-- Opening Marker --

PR #9227, opened 2024-09-02
Show broker_connection_retry_on_startup warning only if it evaluates as False

### LINKED ISSUE #9225: Confusing warning about `broker_connection_retry_on_startup`
# Checklist

  for existing proposed fixes.

#### Related Issues

- None

#### Possible Duplicates

- None

# Description

We just update Celery and we get this warning:

```
python-3.11/lib/python3.11/site-packages/celery/worker/consumer/consumer.py:508: 
CPendingDeprecationWarning: The broker_connection_retry configuration setting will no longer determine
whether broker connection retries are made during startup in Celery 6.0 and above.
If you wish to retain the existing behavior for retrying connections on startup,
you should set broker_connection_retry_on_startup to True.
```

Since in our configuration we didn't touch either (`broker_connection_retry` nor `broker_connection_retry_on_startup`), it took me some time to understand what is going on.

Also, from the message it looks like that the default for `broker_connection_retry_on_startup` will be `False`, but the [docs](https://docs.celeryq.dev/en/stable/userguide/configuration.html#broker-connection-retry-on-startup) specify that's enabled by default.

# Suggestions

Assuming that the default in Celery 6 will be to retry every time (both `True` by default), I think that the deprecation warning should not appear if `broker_connection_retry is True`, as no change would result from the deprecation going into action.

To recap, that's my proposition:
- `broker_connection_retry` unset or `True`, `broker_connection_retry_on_startup` unset: no warning (everything evaluated as `True`) <= suggested change
- `broker_connection_retry=False`, `broker_connection_retry_on_startup` unset: warning as it is now
- both `broker_connection_retry` and `broker_connection_retry_on_startup` set: no warning, as it is now

Let me know what are your thoughts, I can prepare a little PR if you agree.

serl:
## Description

Fixes #9225. As said in the issue, the warning is confusing if the user is sticking to the defaults already (as there's nothing to do). With this PR, the warning is shown only if the configuration would actually change with the 6.0 update.

### DIFF
--- a/celery/worker/consumer/consumer.py
+++ b/celery/worker/consumer/consumer.py
@@ -505,13 +505,14 @@ class Consumer:
             # to determine whether connection retries are disabled.
             retry_disabled = not self.app.conf.broker_connection_retry
 
-            warnings.warn(
-                CPendingDeprecationWarning(
-                    f"The broker_connection_retry configuration setting will no longer determine\n"
-                    f"whether broker connection retries are made during startup in Celery 6.0 and above.\n"
-                    f"If you wish to retain the existing behavior for retrying connections on startup,\n"
-                    f"you should set broker_connection_retry_on_startup to {self.app.conf.broker_connection_retry}.")
-            )
+            if retry_disabled:
+                warnings.warn(
+                    CPendingDeprecationWarning(
+                        "The broker_connection_retry configuration setting will no longer determine\n"
+                        "whether broker connection retries are made during startup in Celery 6.0 and above.\n"
+                        "If you wish to refrain from retrying connections on startup,\n"
+                        "you should set broker_connection_retry_on_startup to False instead.")
+                )
         else:
             if self.first_connection_attempt:
                 retry_disabled = not self.app.conf.broker_connection_retry_on_startup
--- a/t/unit/worker/test_consumer.py
+++ b/t/unit/worker/test_consumer.py
@@ -452,12 +452,12 @@ class test_Consumer(ConsumerTestCase):
         c.app.conf.broker_connection_retry_on_startup = broker_connection_retry_on_startup
         c.app.conf.broker_connection_retry = broker_connection_retry
 
-        if broker_connection_retry_on_startup is None:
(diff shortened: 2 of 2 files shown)


Nusnus (changes requested):
Please fix failing tests, it appears to be a real bug.

auvipy:
the test seems passing, isn't it? what is actually failing?

Nusnus:
> the test seems passing, isn't it? what is actually failing?

Ohhh.. now I see where I commented this hahah
It was a mistake. I typed it from my phone in the wrong PR 😅

auvipy (approved):

celery/worker/consumer/consumer.py
```diff
@@ -505,13 +505,14 @@ def _error_handler(exc, interval, next_step=CONNECTION_RETRY_STEP):
...
-                CPendingDeprecationWarning(
-                    f"The broker_connection_retry configuration setting will no longer determine\n"
-                    f"whether broker connection retries are made during startup in Celery 6.0 and above.\n"
-                    f"If you wish to retain the existing behavior for retrying connections on startup,\n"
-                    f"you should set broker_connection_retry_on_startup to {self.app.conf.broker_connection_retry}.")
-            )
+            if retry_disabled:
+                warnings.warn(
+                    CPendingDeprecationWarning(
+                        "The broker_connection_retry configuration setting will no longer determine\n"
```
auvipy, line 511: should we keep using the f"string" here as before?

serl: You mean with the `{self.app.conf.broker_connection_retry}`? I don't think so, given that I also changed "retain the existing behavior" to "refrain from retrying connections".
Actually, I copied the warning in the [doc](https://docs.celeryq.dev/en/stable/userguide/configuration.html#broker-connection-retry), I think having the exact same words here and there make a lot of sense

(Or if you were just talking about the `f` before the `"`, the linter complained about it being useless given that there's no variables inside anymore)

thedrow (approved):
LGTM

-- Closing Marker --

**Problem statement:** Go through the material above and set each line down verbatim.

**Result below:**
PR #9227, opened 2024-09-02
Show broker_connection_retry_on_startup warning only if it evaluates as False

### LINKED ISSUE #9225: Confusing warning about `broker_connection_retry_on_startup`
# Checklist

  for existing proposed fixes.

#### Related Issues

- None

#### Possible Duplicates

- None

# Description

We just update Celery and we get this warning:

```
python-3.11/lib/python3.11/site-packages/celery/worker/consumer/consumer.py:508: 
CPendingDeprecationWarning: The broker_connection_retry configuration setting will no longer determine
whether broker connection retries are made during startup in Celery 6.0 and above.
If you wish to retain the existing behavior for retrying connections on startup,
you should set broker_connection_retry_on_startup to True.
```

Since in our configuration we didn't touch either (`broker_connection_retry` nor `broker_connection_retry_on_startup`), it took me some time to understand what is going on.

Also, from the message it looks like that the default for `broker_connection_retry_on_startup` will be `False`, but the [docs](https://docs.celeryq.dev/en/stable/userguide/configuration.html#broker-connection-retry-on-startup) specify that's enabled by default.

# Suggestions

Assuming that the default in Celery 6 will be to retry every time (both `True` by default), I think that the deprecation warning should not appear if `broker_connection_retry is True`, as no change would result from the deprecation going into action.

To recap, that's my proposition:
- `broker_connection_retry` unset or `True`, `broker_connection_retry_on_startup` unset: no warning (everything evaluated as `True`) <= suggested change
- `broker_connection_retry=False`, `broker_connection_retry_on_startup` unset: warning as it is now
- both `broker_connection_retry` and `broker_connection_retry_on_startup` set: no warning, as it is now

Let me know what are your thoughts, I can prepare a little PR if you agree.

serl:
## Description

Fixes #9225. As said in the issue, the warning is confusing if the user is sticking to the defaults already (as there's nothing to do). With this PR, the warning is shown only if the configuration would actually change with the 6.0 update.

### DIFF
--- a/celery/worker/consumer/consumer.py
+++ b/celery/worker/consumer/consumer.py
@@ -505,13 +505,14 @@ class Consumer:
             # to determine whether connection retries are disabled.
             retry_disabled = not self.app.conf.broker_connection_retry
 
-            warnings.warn(
-                CPendingDeprecationWarning(
-                    f"The broker_connection_retry configuration setting will no longer determine\n"
-                    f"whether broker connection retries are made during startup in Celery 6.0 and above.\n"
-                    f"If you wish to retain the existing behavior for retrying connections on startup,\n"
-                    f"you should set broker_connection_retry_on_startup to {self.app.conf.broker_connection_retry}.")
-            )
+            if retry_disabled:
+                warnings.warn(
+                    CPendingDeprecationWarning(
+                        "The broker_connection_retry configuration setting will no longer determine\n"
+                        "whether broker connection retries are made during startup in Celery 6.0 and above.\n"
+                        "If you wish to refrain from retrying connections on startup,\n"
+                        "you should set broker_connection_retry_on_startup to False instead.")
+                )
         else:
             if self.first_connection_attempt:
                 retry_disabled = not self.app.conf.broker_connection_retry_on_startup
--- a/t/unit/worker/test_consumer.py
+++ b/t/unit/worker/test_consumer.py
@@ -452,12 +452,12 @@ class test_Consumer(ConsumerTestCase):
         c.app.conf.broker_connection_retry_on_startup = broker_connection_retry_on_startup
         c.app.conf.broker_connection_retry = broker_connection_retry
 
-        if broker_connection_retry_on_startup is None:
(diff shortened: 2 of 2 files shown)


Nusnus (changes requested):
Please fix failing tests, it appears to be a real bug.

auvipy:
the test seems passing, isn't it? what is actually failing?

Nusnus:
> the test seems passing, isn't it? what is actually failing?

Ohhh.. now I see where I commented this hahah
It was a mistake. I typed it from my phone in the wrong PR 😅

auvipy (approved):

celery/worker/consumer/consumer.py
```diff
@@ -505,13 +505,14 @@ def _error_handler(exc, interval, next_step=CONNECTION_RETRY_STEP):
...
-                CPendingDeprecationWarning(
-                    f"The broker_connection_retry configuration setting will no longer determine\n"
-                    f"whether broker connection retries are made during startup in Celery 6.0 and above.\n"
-                    f"If you wish to retain the existing behavior for retrying connections on startup,\n"
-                    f"you should set broker_connection_retry_on_startup to {self.app.conf.broker_connection_retry}.")
-            )
+            if retry_disabled:
+                warnings.warn(
+                    CPendingDeprecationWarning(
+                        "The broker_connection_retry configuration setting will no longer determine\n"
```
auvipy, line 511: should we keep using the f"string" here as before?

serl: You mean with the `{self.app.conf.broker_connection_retry}`? I don't think so, given that I also changed "retain the existing behavior" to "refrain from retrying connections".
Actually, I copied the warning in the [doc](https://docs.celeryq.dev/en/stable/userguide/configuration.html#broker-connection-retry), I think having the exact same words here and there make a lot of sense

(Or if you were just talking about the `f` before the `"`, the linter complained about it being useless given that there's no variables inside anymore)

thedrow (approved):
LGTM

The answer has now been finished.